Exotel Call Analytics
Monitor, analyse and derive insights from voice communication data.
THE CONTEXT
Exotel is a cloud telephony platform. It powers voice and SMS communication of businesses. The customer base of Exotel covers both small businesses and large enterprises. As customer communication is concerned, it is important to analyse the interactions both quantitatively and qualitatively. In some cases, it is a direct measure of customer experience for example average call time in a call centre. In some other situations, those measurements translate to operational efficiency, for example, the number of call per order for e-commerce.
Understanding the problem
The product has an extensive reporting for calls and SMS. Through customer interviews and support queries it was evident that people are having difficulties in getting an overview of the calls and SMS. To get the overview, they need to go through multiple steps.
- Download the reports
- Visualise it with the help of Excel sheets or data visualisation tools
In customer interviews, people often talked about these problems.
The Goal
Based on the above findings, we decided to come up with an analytics dashboard for calls which gives an overview both in real-time and historically.
My Role
I was responsible for research and design. I worked along with product managers and engineers. Also, involved sales, customer success and customer support teams throughout the process.
One product and many use cases
Once subscribed to the service, it is up to the customers to use it according to their need. Different customers are using it for various use cases. Most common ones are contact centre, marketplace support and logistics operations.
Identifying the information that matters
Various data points can be included in the dashboard. However, it is crucial to understand the goals of the users and show the relevant information that helps decision making. Customer interviews, support tickets and internal feedbacks from sales, support and customer success helped to identify the goals.
Another thing to consider was the relationship between those goals and the use cases. Identification of patterns helped us to come up with the information, its architecture and display.
Three levels of awareness
The dashboard organises the information into three categories.
Level1: The Basics
It includes the data that is important for most of the use cases. These are the essential insights customers need to know often.
Level2: Activity of Groups
It provides an overview of the groups. Groups can be sales and support for contact centre operations. In logistics use case it can be locations, and in marketplace use case it can be product categories or channels.

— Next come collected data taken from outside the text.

PR #768, opened 2025-03-18
Feature/767 improve vs handling

### LINKED ISSUE #767: Improve code lookups in valuesets
There are a few things that make integrating the CQL SDK and the .NET SDK slow or tedious:

* HashValueSetDictionary requires you to load all valuesets up front, and it is not possible to pass in the SDK's ResourceResolvers to do it just-in-time.
* HashValueSetDictionary and some of the operations like Union are not doing their utmost to make sure that list of codes that ARE valuesets (and thus IValueSetFacade) will remain facades, which means the `In` operator does a linair scan instead of a hashtable lookup.
* Different parts of the terminology-related operations use different comparison logic.

Fixes for this have been in the `introduce-terminology-services` branch for about two years, so let us try to integrate these changes into 2.0.

ewoutkramer:
This PR is a refresh of the terminology operations to make sure we retain IValueSetFacades as much as possible, and makes comparison logic (through the ICqlComparers) consistent (Union, ValueSetFacade and HashValueSetDictionary used different hashers from the CqlCodeCqlComparer!).  

We also add a new `ValueSetSource` that improves on the existing `ValueSetLoader` plus `HashValueSetDictionary` by
* Removing the need for a loader, valuesets CAN be loaded up front, but can also be loaded as needed
* Leveraging the more elaborate expansion logic from the FHIR SDK.

I have changed all the tests over to using the new ValueSetSource, which means I was able to remove the `ValueSetLoader` entirely, as its expansion logic is too flawed to keep around.

:warn: Also review https://github.com/FirelyTeam/Ncqa.DQIC/pull/19 and https://github.com/FirelyTeam/Firely.Cql.Sdk.Integration.Runner/pull/36


Cql/CoreTests/Input/ValueSets/intensional-value-set.json
```diff
@@ -7,10 +7,14 @@
     "include": [
       {
         "valueSet": [
-          "https://www.ncqa.org/fhir/valueset/2.16.840.1.113883.3.464.1004.1009",
```
ewoutkramer, line 10: This is wrong, it means select all codes that occur in BOTH valuesets, which is an empty collection. Instead, it should have been two separate `valueSet` statements, which is then handled as an OR.

Cql/Cql.Runtime/ValueSets/CqlCodeExtensions.cs
```diff
@@ -9,44 +9,59 @@
...
+        new CqlCodeEqualityComparer<T>(comparer ?? throw new ArgumentNullException(nameof(comparer)), precision, useEquivalence);
 
-            public bool Equals(CqlCode? x, CqlCode? y) => Comparer.Compare(x, y, null) == 0;
+    private class CqlCodeEqualityComparer<T>
+        (ICqlComparer<T> comparer, string? precision = null, bool useEquivalence = false)
+        : IEqualityComparer<T>
+    {
+        public ICqlComparer<T> Comparer { get; } = comparer ?? throw new ArgumentNullException(nameof(comparer));
 
-            public int GetHashCode(CqlCode obj) =>
```
ewoutkramer, line 44: So, we have a Comparer for equality, but for hashing the original code uses something else. This is bound to give problems in HashSets, since its lookup assumes that when x.Equals(y) then x.GetHashCode() == y.GetHashCode().

Cql/Cql.Runtime/ValueSets/CqlValueSetFacade.cs
```diff
@@ -46,39 +45,14 @@ public CqlValueSetFacade(string id, IValueSetDictionary valueSets)
         private readonly string _canonical;
         private readonly IValueSetDictionary _valuesets;
 
-        /// <summary>
-        /// Returns <see langword="true"/> if <paramref name="code"/> is in this value set.
-        /// </summary>
-        /// <param name="code">The code to check.</param>
-        /// <returns><see langword="true"/> if <paramref name="code"/> is in this value set.</returns>
-        public bool? IsCodeInValueSet(CqlCode? code)
```
ewoutkramer, line 54: Although it makes sense that the return of this function is null when the parameter is null, this actually never happens if you look at the actual invocations.  Also, CqlCode.code being null should not be a reason to return a null here. I think that kind of null  propagation should be in the binding, not here in these basic operators.

Cql/Cql.Runtime/ValueSets/CqlValueSetFacade.cs
```diff
@@ -46,39 +45,14 @@ public CqlValueSetFacade(string id, IValueSetDictionary valueSets)
...
-        {
-            if (code == null || system == null)
-                return null;
-            else return _valuesets.IsCodeInValueSet(_canonical, code, system);
-        }
+        /// <inheritdoc/>
+        public bool IsCodeInValueSet(string code, string? system) => _valuesets.IsCodeInValueSet(_canonical, code, system);
+
+        /// <inheritdoc/>
+        public bool IsCodeInValueSet(string code) => _valuesets.IsCodeInValueSet(_canonical, code);
```
ewoutkramer, line 40: There was divergent behaviour for how to handle a system being null. In some implementations this meant: find a code with no system, in other implementations of this interface (and IValueSetDictionary) it meant: find any code that matches. I have split these up into two separate methods.

Cql/Cql.Runtime/ValueSets/HashValueSetDictionary.cs
```diff
@@ -108,28 +92,7 @@ public bool TryGetCodesInValueSet(string valueSetUri, out IReadOnlyCollection<Cq
...
-        private readonly Dictionary<string, HashSet<CqlCode>> _codesInValueSet =
-            new(StringComparer.OrdinalIgnoreCase);
-
-        private class CqlCodeHasher : IEqualityComparer<CqlCode>
-        {
-            public bool Equals(CqlCode? x, CqlCode? y) => true;
-
-            // we're using low ASCII values that are invalid in real codes
-            public int GetHashCode(CqlCode obj) =>
-                ($"{obj.code ?? "\x1"}\x1").GetHashCode()
```
ewoutkramer, line 129: Yet another way to hash.

Cql/Cql.Runtime/ValueSets/HashValueSetDictionary.cs
```diff
@@ -3,101 +3,85 @@
...
-        /// <returns><see langword="true"/> if the given code is present in the given value set.</returns>
+        /// <param name="codes">The codes to add.</param>
+        /// <exception cref="ArgumentException">If the valueset already exists in the dictionary.</exception>
+        public void Add(string valueSetUri, IEnumerable<CqlCode> codes)
+        {
+            if (_codesInValueSet.ContainsKey(valueSetUri))
+                throw new ArgumentException($"Valueset {valueSetUri} already exists in dictionary.");
+
+            var internedCodes = codes.Select(Intern);
+            _codesInValueSet.Add(valueSetUri, new InMemoryValueSet(internedCodes));
```
ewoutkramer, line 63: I have reused the `InMemoryValueSet` instead of re-doing comparison and lookup logic in the HashValueSetDictionary. The implementation becomes a simple hash of valusets + lookup in the valueset. This makes it possible to return ValueSetFacades when necessary, not lists of codes from a shared hashtable.

Cql/Cql.Runtime/ValueSets/HashValueSetDictionary.cs
```diff
@@ -3,101 +3,85 @@
...
-        /// Tries to ge the codes in the value set as an <see cref="IReadOnlyCollection{CqlCode}"/>.
+        /// Tries to get the codes in the value set as an <see cref="IReadOnlyCollection{CqlCode}"/>.
         /// </summary>
         /// <param name="valueSetUri">The value set's canonical URI.</param>
         /// <param name="codes">The <see langword="out"/> parameter for the value set's codes, or <see langword="null"/>.</param>
         /// <returns><see langword="true"/> if the given value set is defined; otherwise, <see langword="false"/>.</returns>
-        public bool TryGetCodesInValueSet(string valueSetUri, out IReadOnlyCollection<CqlCode>? codes)
+        public bool TryGetCodesInValueSet(string valueSetUri, out IEnumerable<CqlCode>? codes)
         {
             if (_codesInValueSet.TryGetValue(valueSetUri, out var codeSet))
```
ewoutkramer, line 86: This is *not* returning a `IValueSetFacade`, which means everything coming out of here requires a full lineair scan.

Cql/Cql.Firely/ValueSetSource.cs
```diff
@@ -0,0 +1,207 @@
...
+        return new ValueSetExpander(expansionOptions);
+    }
+
+
+    /// <summary>
+    /// Adds a list of <see cref="ValueSet"/>s to the cache, so they will not be retrieved using the resolver.
+    /// </summary>
+    public async Task<IReadOnlyCollection<IValueSetFacade>> Add(IEnumerable<ValueSet> vslist)
+    {
+        var tasks = vslist.Select(Add);
```
baseTwo: This can potentially saturate the thread pool. Perhaps better to use the Parallel type to set a maximum degree of parallelization and reduce the amount of concurrent tasks

Cql/Cql.Firely/ValueSetSource.cs
```diff
@@ -0,0 +1,207 @@
...
+
+/// <summary>
+/// Helper methods for constructing an <see cref="IValueSetDictionary"/> from a collection of <see cref="ValueSet"/>s.
+/// </summary>
+public static class ValueSetSourceExtensions
+{
+    /// <summary>
+    /// Construct a new <see cref="IValueSetDictionary"/> from the given <paramref name="values"/>.
+    /// </summary>
+    public static IValueSetDictionary ToValueSetDictionary(this IEnumerable<ValueSet> values)
```
baseTwo: Would be nice to have an async version of this as well

Cql/Cql.Firely/ValueSetSource.cs
```diff
@@ -0,0 +1,207 @@
...
+        {
+            return false;
+        }
+    }
+}
+
+/// <summary>
+/// Helper methods for constructing an <see cref="IValueSetDictionary"/> from a collection of <see cref="ValueSet"/>s.
+/// </summary>
+public static class ValueSetSourceExtensions
```
baseTwo: Should be ValueSetExtensions

Cql/Cql.Runtime/Comparers/CqlCodeCqlComparer.cs
```diff
@@ -86,16 +112,17 @@ public bool Equivalent(CqlCode x, CqlCode y, string? precision)
...
 
+        /// <inheritdoc/>
         public bool Equivalent(object? x, object? y, string? precision) => Equivalent((x as CqlCode)!, (y as CqlCode)!, precision);
 
+        /// <inheritdoc/>
         public int GetHashCode(CqlCode? x) =>
             x == null
             ? typeof(CqlCode).GetHashCode()
-            : $"{x.code ?? "null"}\0{x.system}\0".GetHashCode();
+            : $"{x.code?.ToLowerInvariant() ?? "null"}\0{x.system?.ToLowerInvariant()}\0".GetHashCode();
```
baseTwo: Since GetHashCode might get used millions of times, I think it could boost performance to calculate the hashcode on x.code by using ReadOnlySpans, instead of creating strings on the heap

baseTwo (changes requested):

Cql/Cql.Firely/ValueSetSource.cs
ewoutkramer: I have no knowledge of parrallelism APIs I must admit, this was a suggestion from copilot. I will turn it into something sync.

ewoutkramer: Mmmm....but this is an async method. Maybe I can use your help here, I don't know how to do that.

Cql/Cql.Firely/ValueSetSource.cs
ewoutkramer: In fact, it should just be async I think, I'll take a look at the call sites to see if you are working async already anyway.

Cql/Cql.Runtime/Comparers/CqlCodeCqlComparer.cs
ewoutkramer: I don't know anything about Spans, can you show me how?

ewoutkramer: We should do it in the IdentifierComparer too then.

Cql/Cql.Firely/ValueSetSource.cs
ewoutkramer: Ok, got curious. I replaced it with Parallel.ForEachAsync, that seems to work. I am reading in the docs that I should not bother setting the max number of threads myself, so I skipped doing that. Let me know if that needs to change.

Cql/Cql.Runtime/ValueSets/InMemoryValueSet.cs
```diff
@@ -15,32 +15,69 @@ namespace Hl7.Cql.ValueSets
     /// <summary>
     /// An <see cref="IValueSetFacade"/> that has all the codes in memory.
     /// </summary>
-    internal class InMemoryValueSet : IValueSetFacade
+    public class InMemoryValueSet : IValueSetFacade
     {
-        private static readonly ICqlComparer _defaultComparer = new StringCqlComparer(StringComparer.OrdinalIgnoreCase);
+        private const string NullCodeSystem = "\0";
```
baseTwo, line 20: Can we get an comment explanation why we need a null char string instead of an empty or null string?

Cql/Cql.Firely/ValueSetSource.cs
```diff
@@ -0,0 +1,213 @@
...
+            var codes = ToCodes(vs.Expansion.Contains);
+            return new InMemoryValueSet(codes);
+        }
+    }
+
+    /// <summary>
+    /// Given a canonical, returns the <see cref="IValueSetFacade"/> for that canonical from the
+    /// cache, or uses the resolver to load it.
+    /// </summary>
+    public async Task<IValueSetFacade?> Load(string canonical)
```
baseTwo, line 104: Async methods need a CancellationToken parameter

baseTwo (approved):

Cql/Cql.Runtime/ValueSets/InMemoryValueSet.cs
ewoutkramer: Because Evan thought it looked cool?  I see he uses it to separate code and system too, so probably an inheritance from the old C days where a string got terminated by a `\0` ;-)

Cql/Cql.Firely/ValueSetSource.cs
ewoutkramer: https://github.com/FirelyTeam/firely-net-sdk/issues/3081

Level3: Activity of Agents
It helps customers to measure the individual performance. It also enables the comparison between the agents.
Customizations
One can choose to show or hide the sections. Even though we considered the option for customising the data withing the section, we decided not include at this point.
Compared to what?
People cannot take the decision based on the data alone. To make meaningful comparisons and derive insights they need context. The decision to include the graph for the call distributions and the ticker which compares the data displayed with a previous time frame help users to answer the question "compared to what?".The decision to include the graph for the call distributions and the ticker which compares the data displayed with a previous time frame are intended to answer the question "compared to what?".
More information ≠ better insights
The information provided on the dashboard should not overwhelm the person who is looking at it. So we decided to show what is necessary to identify patterns and issues in the first place. The graphs reveal extra information whenever required.